--- Excerpted records Enclosed Below ---
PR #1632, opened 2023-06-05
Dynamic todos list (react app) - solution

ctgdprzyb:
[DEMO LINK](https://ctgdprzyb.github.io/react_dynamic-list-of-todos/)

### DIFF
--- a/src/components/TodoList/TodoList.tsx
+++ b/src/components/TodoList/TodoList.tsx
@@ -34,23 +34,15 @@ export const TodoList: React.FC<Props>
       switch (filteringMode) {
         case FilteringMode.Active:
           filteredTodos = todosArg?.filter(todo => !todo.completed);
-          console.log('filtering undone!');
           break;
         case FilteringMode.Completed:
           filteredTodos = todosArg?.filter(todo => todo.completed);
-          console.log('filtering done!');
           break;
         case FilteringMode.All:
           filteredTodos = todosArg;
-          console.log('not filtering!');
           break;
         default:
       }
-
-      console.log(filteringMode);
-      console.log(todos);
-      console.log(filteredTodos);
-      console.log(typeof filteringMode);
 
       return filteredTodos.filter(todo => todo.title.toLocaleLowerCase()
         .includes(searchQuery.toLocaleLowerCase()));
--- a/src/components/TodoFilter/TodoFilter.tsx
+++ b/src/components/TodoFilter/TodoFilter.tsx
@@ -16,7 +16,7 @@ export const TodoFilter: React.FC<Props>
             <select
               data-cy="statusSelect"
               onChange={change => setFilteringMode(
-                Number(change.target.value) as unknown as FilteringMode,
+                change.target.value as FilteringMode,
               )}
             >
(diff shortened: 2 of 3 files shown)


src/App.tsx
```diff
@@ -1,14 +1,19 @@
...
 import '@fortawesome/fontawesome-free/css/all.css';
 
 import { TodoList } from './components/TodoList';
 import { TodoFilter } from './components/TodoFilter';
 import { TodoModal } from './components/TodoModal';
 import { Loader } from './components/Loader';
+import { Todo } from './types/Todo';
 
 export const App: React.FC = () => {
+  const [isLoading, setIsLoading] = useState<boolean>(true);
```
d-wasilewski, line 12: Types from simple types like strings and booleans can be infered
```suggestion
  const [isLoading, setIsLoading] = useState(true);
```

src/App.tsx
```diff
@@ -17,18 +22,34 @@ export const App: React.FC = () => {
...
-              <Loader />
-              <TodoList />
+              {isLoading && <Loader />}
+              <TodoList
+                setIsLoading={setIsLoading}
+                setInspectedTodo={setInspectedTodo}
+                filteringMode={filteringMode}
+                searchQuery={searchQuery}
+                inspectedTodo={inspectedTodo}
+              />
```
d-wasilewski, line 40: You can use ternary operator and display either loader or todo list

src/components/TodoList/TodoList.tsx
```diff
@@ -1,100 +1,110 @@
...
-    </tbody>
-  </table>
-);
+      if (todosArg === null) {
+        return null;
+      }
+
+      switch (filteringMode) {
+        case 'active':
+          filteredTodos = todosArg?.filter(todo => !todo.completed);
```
--- End of Enclosed Excerpted records ---
--- Excerpted records Enclosed Below ---
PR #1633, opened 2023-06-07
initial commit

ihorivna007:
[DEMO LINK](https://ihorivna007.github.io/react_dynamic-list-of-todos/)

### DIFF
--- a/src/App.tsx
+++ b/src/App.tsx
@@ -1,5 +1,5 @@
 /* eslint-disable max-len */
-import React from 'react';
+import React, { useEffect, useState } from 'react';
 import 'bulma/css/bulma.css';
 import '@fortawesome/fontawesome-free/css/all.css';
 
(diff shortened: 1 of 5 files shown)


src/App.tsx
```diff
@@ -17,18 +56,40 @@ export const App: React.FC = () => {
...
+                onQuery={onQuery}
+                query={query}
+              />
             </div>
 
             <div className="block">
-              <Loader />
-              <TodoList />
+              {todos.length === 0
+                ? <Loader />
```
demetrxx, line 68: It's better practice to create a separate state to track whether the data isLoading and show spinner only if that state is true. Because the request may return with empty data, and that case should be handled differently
--- End of Enclosed Excerpted records ---
--- Excerpted records Enclosed Below ---
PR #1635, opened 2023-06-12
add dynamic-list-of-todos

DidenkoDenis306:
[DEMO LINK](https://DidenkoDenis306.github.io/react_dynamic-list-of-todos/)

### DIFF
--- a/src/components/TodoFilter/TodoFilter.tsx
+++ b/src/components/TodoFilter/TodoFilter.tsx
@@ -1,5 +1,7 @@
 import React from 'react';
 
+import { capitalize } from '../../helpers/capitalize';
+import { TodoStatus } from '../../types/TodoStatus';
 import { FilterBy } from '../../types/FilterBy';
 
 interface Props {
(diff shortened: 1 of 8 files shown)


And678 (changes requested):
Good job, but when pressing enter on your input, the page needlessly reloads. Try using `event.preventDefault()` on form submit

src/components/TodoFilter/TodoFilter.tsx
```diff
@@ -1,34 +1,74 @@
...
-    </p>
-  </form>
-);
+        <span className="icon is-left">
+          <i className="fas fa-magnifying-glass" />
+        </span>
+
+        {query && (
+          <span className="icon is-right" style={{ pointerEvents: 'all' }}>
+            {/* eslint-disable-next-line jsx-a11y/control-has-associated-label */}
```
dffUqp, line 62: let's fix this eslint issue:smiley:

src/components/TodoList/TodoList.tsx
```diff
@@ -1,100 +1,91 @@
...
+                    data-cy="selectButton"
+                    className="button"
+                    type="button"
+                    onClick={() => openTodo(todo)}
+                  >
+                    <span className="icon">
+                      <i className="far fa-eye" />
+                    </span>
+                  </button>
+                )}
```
--- End of Enclosed Excerpted records ---
* Try it:
Scanning the data above, copy out every line where "ctgdprzyb" is found.

* Task result:
ctgdprzyb:
[DEMO LINK](https://ctgdprzyb.github.io/react_dynamic-list-of-todos/)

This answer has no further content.